In Morality Rabbi Sacks decries the failure of secular philosophy to justify any form of ethics. In this he takes his lead from, the recently deceased, Alasdair MacIntyre whom he considered to be one of the greatest intellectual influences on his own thinking. In his classic work After Virtue Macintyre is scathing about the state of contemporary ethical thought. He explains why academic philosophers are content with regurgitating failed arguments; remarking with bitter irony:
To cry out that the emperor had no clothes on was at least to pick on one man only to the amusement of everyone else; to declare that almost everyone is dressed in rags is much less likely to be popular.
Abandoning reason as a source of morality, Macintyre argues:
(We) are never able to seek for the good or exercise the virtues only qua individual ... we all approach our own circumstances as bearers of a particular social identity. I am someone’s son or daughter, a citizen of this or that city. I belong to this clan, that tribe, this nation. ... I inherit from the past of my family, my city, my tribe, my nation, a variety of debts, inheritances, expectations and obligations.
This opens the door to a new approach to ethics: nations and communities are the bearers of their own morality, tested and refined through history.

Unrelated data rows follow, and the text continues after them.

PR #1239, opened 2026-06-20
fix(table): harden GeoArrow CRS read parsing

### LINKED ISSUE #1231: Harden CRS read path in geoArrowCRSToIcebergCRS (form-based matching, reject projjson strings)
Follow-up to #1138.

The Arrow→Iceberg CRS parsing in `geoArrowCRSToIcebergCRS` leans on a `len(crs) <= 32` length check in the string-CRS `default` branch, which accepts arbitrary short strings and rejects long-but-valid ones. A few things worth tightening up:

- Replace the length heuristic with form-based matching — pass `authority:code`-shaped strings through regardless of length (the `authorityCodeCRS` regex already used on the write side works for this), and reject other forms with a specific error.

Rapaciousness is rewarded with intellectual and historical failure, while virtue brings enduring intellectual success and improbable survival. The morality of the Bible - as interpreted by generations of Jewish thinkers - has been challenged both in books and in the gas chambers, and it has endured.
We, the Jewish People, are chosen to celebrate the existence of a Creator who gives his Creation a moral purpose. Judaism on one leg, is Morality. That is our Divine Task throughout the year. On every Shabbat and Chag, our focus is on our Holy Task: to educate a new generation who can be entrusted to the protection of this notion of Divine Morality.
And then, after twelve months of intense introspection, Rosh Hashana arrives and we celebrate Judaism’s ultimate purpose. This is the moment of unbounded joy when all of humanity embrace the purpose of Creation, joining as one to affirm the unarguable distinction between good and evil and to do so in the name of the One God.
This, I believe, is the most powerful and satisfying moment in all our liturgy … fade speaker … play Desert Island Discs theme.